BEGIN DATA TO USE

PR #160, opened 2018-07-26
 add custom CMD (new style entrypoint/cmd) to metatron validation

fabiokung:
### Description of the Change

`entrypoint` and `command` are now verified as arrays by metatron. Backwards and forwards compatibility is being done by the metatron service itself.

### DIFF
--- a/executor/metatron/metatron.go
+++ b/executor/metatron/metatron.go
@@ -170,15 +170,6 @@ func createPassportDir(taskID string) error {
 	return os.MkdirAll(getMetatronOutputPath(taskID), os.FileMode(0700))
 }
 
-// RemovePassports removes a task's Metatron credential directory on the host
-func RemovePassports(taskID string) error {
-	err := os.RemoveAll(getPassportHostPath(taskID))
-	if err != nil && !os.IsNotExist(err) {
-		return fmt.Errorf("Failed to remove Metatron host path %s: %s", getPassportHostPath(taskID), err)
-	}
-	return nil
-}
-
 // GetPassports gets Metatron passports for a container/task and stores
 // them in a file system location.
 func (mts *TrustStore) GetPassports(ctx context.Context, encodedAppMetadata *string, encodedAppSig *string, taskID string, titusMetadata TitusMetadata) (*CredentialsConfig, error) {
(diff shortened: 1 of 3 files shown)


executor/metatron/metatron.go
```diff
@@ -170,19 +171,14 @@ func createPassportDir(taskID string) error {
 	return os.MkdirAll(getMetatronOutputPath(taskID), os.FileMode(0700))
 }
 
-// RemovePassports removes a task's Metatron credential directory on the host
-func RemovePassports(taskID string) error {
```
andrew-leung: I notice we removed the call to this function back in May (https://github.com/Netflix/titus-executor/commit/885ba4bfb9a8111b2a34c263c61e50baaeb80a3c#diff-957e82dddf339c98741109a28268e372). Does that mean we are leaving these creds laying around the host? I realize this is unrelated to this specific PR.

executor/runner/runner.go
```diff
@@ -468,25 +468,39 @@ func mkGetMetatronConfigFunc(mts *metatron.TrustStore) func(ctx context.Context,
...
 			LaunchTime:   (time.Now().UnixNano() / int64(time.Millisecond)),
 		}
-
 		metatronConfig, err := mts.GetPassports(
 			ctx,
-			c.TitusInfo.MetatronCreds.AppMetadata,
-			c.TitusInfo.MetatronCreds.MetadataSig,
-			c.TaskID,
-			titusMetadata)
+			*c.TitusInfo.MetatronCreds.AppMetadata,
```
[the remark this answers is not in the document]
fabiokung: that's a good idea, the old code wasn't checking it (there is a `nil` check in the code that calls this) so this should be safe as-is. But our future selves will probably appreciate it is a bit safer.

executor/metatron/metatron.go
sargun: Yeah. We are. It'd be nice to move to a model where the agent never has to write / read metatron creds from disk, and instead the metatron agent wrote a tarball to stdout.

fabiokung: Yes, I think you may be right.

PR #161, opened 2018-07-29
Fix fast properties

sargun:
This is a fix for properties which are dynamically loaded

### DIFF
--- a/properties/properties.go
+++ b/properties/properties.go
@@ -216,3 +216,33 @@ func incorrectTypeForFlagError(name, expectedTypeName string, value interface{})
 
 	return fmt.Errorf("Mismatched type for flag '%s'. Expected '%s' but actual is '%s'", name, expectedTypeName, valueTypeName)
 }
+
+// ConvertFlagsForAltSrc enables a flag to be used by altsrc
+func ConvertFlagsForAltSrc(flags []cli.Flag) []cli.Flag { // nolint: gocyclo
+	ret := make([]cli.Flag, len(flags))
+	for idx, untypedflag := range flags {
+		switch f := untypedflag.(type) {
+		case cli.IntFlag:
+			ret[idx] = altsrc.NewIntFlag(f)
+		case cli.DurationFlag:
+			ret[idx] = altsrc.NewDurationFlag(f)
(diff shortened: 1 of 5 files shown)


properties/properties.go
```diff
@@ -60,11 +60,14 @@ func (qis *QuiteliteInputSource) getVal(name string) (interface{}, bool) {
 func (qis *QuiteliteInputSource) Int(name string) (int, error) {
 	otherGenericValue, exists := qis.getVal(name)
 	if exists {
-		otherValue, isType := otherGenericValue.(int)
+		otherValue, isType := otherGenericValue.(float64)
```
rickkw: Does quitelite treat numbers, including integer, as float64?  Can its implementation change in the future that returns int for integer value?

properties/properties.go
```diff
@@ -45,7 +39,7 @@ func fetchQuiteLiteSource(alternateURIFlag string) (altsrc.InputSourceContext, e
 
 	}()
 	ret := QuiteliteInputSource{}
-	err = json.NewDecoder(resp.Body).Decode(&ret)
+	err = json.NewDecoder(resp.Body).Decode(&ret.valueMap)
```
rickkw: is this the main bug?

sargun: There were a few bugs:
1. This one
2. There was a problem with conversions of floats / ints.
3. The actual function wasn't being called (https://github.com/Netflix/titus-executor/pull/161/files#diff-7cae71039937aae66ba05a7cdcf970fcR75)
4. The flags needed to be enabled with altsrc. https://github.com/Netflix/titus-executor/pull/161/files#diff-587d2988572f886f6e2554c7e0ea6ba7R229

properties/properties.go
sargun: Ye
Yes, see here: https://golang.org/pkg/encoding/json/

> To unmarshal JSON into an interface value, Unmarshal stores one of these in the interface value:

```
bool, for JSON booleans
float64, for JSON numbers
string, for JSON strings
[]interface{}, for JSON arrays
map[string]interface{}, for JSON objects
nil for JSON null
```

PR #162, opened 2018-07-30
TITUS-2326 Cloned titus-log-viewer executable.  Preparing shared log …

rickkw:
1. Cloned titus-darion to titus-log-viewer executable
2. Modified darion shared code to work with log root in both inside and outside of container

### DIFF
--- a/cmd/titus-log-viewer/main.go
+++ b/cmd/titus-log-viewer/main.go
@@ -1,0 +1,32 @@
+package main
+
+import (
+	"net/http"
+
+	"github.com/Netflix/titus-executor/darion/api"
+	"github.com/Netflix/titus-executor/logsutil"
+	log "github.com/sirupsen/logrus"
+)
+
+func pingHandler(w http.ResponseWriter, r *http.Request) {
+	if _, err := w.Write([]byte("pong")); err != nil {
+		log.Error("Unable to respond with pong on ping handler: ", err)
+	}
+}
+
+func main() {
+	logsutil.MaybeSetupLoggerIfUnderSystemd()
+	log.Println("Titus log viewer is starting")
+	r := newMux()
+	if err := http.ListenAndServe(":8004", r); err != nil {
+		log.Error("Error: HTTP ListenAndServe: ", err)
+	}
+}
+
+func newMux() *http.ServeMux {
+	r := http.NewServeMux()
+	r.HandleFunc("/ping", pingHandler)
+	r.HandleFunc("/logs/", api.LogHandler)
+	r.HandleFunc("/listlogs/", api.ListLogsHandler)
+	return r
+}
--- a/cmd/titus-log-viewer/main_test.go
+++ b/cmd/titus-log-viewer/main_test.go
@@ -1,0 +1,18 @@
+package main
+
+import (
+	"net/http"
+	"net/http/httptest"
+	"testing"
+)
+
+func TestPing(t *testing.T) {
+	r := newMux()
+	server := httptest.NewServer(r)
+	defer server.Close()
+
+	_, err := http.Get(server.URL + "/ping")
+	if err != nil {
+		t.Fatal("Unexpected error")
+	}
+}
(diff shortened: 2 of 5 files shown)


cmd/titus-log-viewer/main.go
```diff
@@ -0,0 +1,32 @@
...
+	logsutil.MaybeSetupLoggerIfUnderSystemd()
+	log.Println("Titus log viewer is starting")
+	r := newMux()
+	if err := http.ListenAndServe(":8004", r); err != nil {
+		log.Error("Error: HTTP ListenAndServe: ", err)
+	}
+}
+
+func newMux() *http.ServeMux {
+	r := http.NewServeMux()
```
sargun: If you're cloning this, it probably makes sense to split up this (shared) code.

darion/api/handlers.go
```diff
@@ -39,8 +39,8 @@ func LogHandler(w http.ResponseWriter, r *http.Request) {
 }
 
 func logHandler(w http.ResponseWriter, r *http.Request, containerID, fileName string) {
-	filePath := filepath.Join(conf.ContainersHome, containerID, "logs", fileName)
-	fout, err := os.Open(filePath)
+	logPath := filepath.Join(buildLogLocationBase(containerID), fileName)
```
sargun: I don't know if the cloned version is meant to be multi-tenant, or single-tenant. If it's meant to be single-tenant (i.e. Darion per container), then you should remove everything around containerID.

darion/conf/conf.go
```diff
@@ -9,6 +9,10 @@ import (
 var (
 	// ContainersHome is the location in which the directories with the Task IDs lie, (and under that /logs/...)
 	ContainersHome = "/var/lib/docker/containers/"
+
+	// TitusTaskID initialized using TITUS_TASK_ID from OS environment variable.
+	// It can be used as a crude way to determine if this process is running inside a container.
+	TitusTaskID = os.Getenv("TITUS_TASK_ID")
```
sargun: See Above, RE: multi-tenant vs. single-tenant.

darion/api/handlers.go
rickkw: @sargun the goal of this PR is to fudge the darion code just enough that allows both multi-tenant and single-tenant to work (initially), so I can work on injecting it into the container.  This is not meant to be the final code.  I don't want to spend time refactoring this code (just yet).  Rather, I think it's better to focus on the process injection which has more unknowns.

sargun: Then I would keep this on your own branch for now, and wait to merge until it's ready, because this part of the code isn't touched very much.

cmd/titus-log-viewer/main.go
```diff
@@ -0,0 +1,32 @@
...
+	if _, err := w.Write([]byte("pong")); err != nil {
+		log.Error("Unable to respond with pong on ping handler: ", err)
+	}
+}
+
+func main() {
+	logsutil.MaybeSetupLoggerIfUnderSystemd()
+	log.Println("Titus log viewer is starting")
+	r := newMux()
+	if err := http.ListenAndServe(":8004", r); err != nil {
```
andrew-leung: Is this meant to run in a different network namespace where it won't clash on port with Darion?

cmd/titus-log-viewer/main_test.go
```diff
@@ -0,0 +1,18 @@
+package main
+
+import (
+	"net/http"
+	"net/http/httptest"
+	"testing"
+)
+
+func TestPing(t *testing.T) {
```
andrew-leung: What is this test actually testing? Looks like it's just using golang http packages.

fabiokung:
@rickkw are you still looking for reviews here, or should we wait until you have done testing in your own branch and are ready to open the final PR?

cmd/titus-log-viewer/main.go
rickkw: yes

cmd/titus-log-viewer/main_test.go
rickkw: honest I don't know.  I just cloned the test from darion.

rickkw:
@fabiokung per @sargun advice, I am leaving this PR open while working on injecting Darion inside containers.  No need to merge this PR and introduce risk, while this effort is still WIP.  I won't be merging this PR until I make progress with the actual injection work.

PR #164, opened 2018-08-16
Make the titus VPC globalgc try to scope enumeration of ENIs by VPC

sargun:
According to AWS, DescribeNetworkInterfaces should be scoped by VPC for efficiency


sargun:
Given this is currently causing issues in production, I'm going to merge it, and pick it up so we can use it on the global gc logic.

andrew-leung:
Sorry for the delay. LGTM. Just curious, a) what's the main motivation for scoping to a VPC (e.g., future multi-account support)? and b) what was the production issue given that each agent pool is in a single VPC today?

fabiokung:
LGTM

@andrew-leung I believe this was suggested by EC2 engineers to reduce the cost of these calls.

PR #165, opened 2018-08-16
Lock Down FUSE

sargun:


executor/runtime/docker/capabilities.go
```diff
@@ -0,0 +1,68 @@
...
+func setupAdditionalCapabilities(c *runtimeTypes.Container, hostCfg *container.HostConfig) error {
+	addedCapabilities := addAdditionalCapabilities(c, hostCfg)
+
+	// Privileged containers automaticaly deactivate seccomp and friends, no need to do this
+	fuseEnabled, err := c.GetFuseEnabled()
+	if err != nil {
+		return err
+	}
+	if fuseEnabled || c.TitusInfo.GetAllowNestedContainers() {
+		if _, ok := addedCapabilities["SYS_ADMIN"]; !ok {
```
fabiokung: minor: extract `"SYS_ADMIN"` to a `const`

executor/runtime/docker/capabilities.go
```diff
@@ -0,0 +1,68 @@
...
+			PathInContainer:   fuseDev,
+			CgroupPermissions: "rmw",
+		})
+		apparmorProfile = "docker-fuse"
+		seccompProfile = "fuse-container.json"
+
+	}
+	// We can do this here because nested containers can do everything fuse containers can
+	if c.TitusInfo.GetAllowNestedContainers() {
+		apparmorProfile = "docker-nested"
```
fabiokung: do the nested apparmor and seccomp profiles include everything that's in the fuse ones? (in case both `FUSE && nestedContainers` is enabled for a task)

END DATA TO USE

When a line contains the string "done", copy it from the records.

SOLUTION TO THE EXERCISE
`entrypoint` and `command` are now verified as arrays by metatron. Backwards and forwards compatibility is being done by the metatron service itself.
@rickkw are you still looking for reviews here, or should we wait until you have done testing in your own branch and are ready to open the final PR?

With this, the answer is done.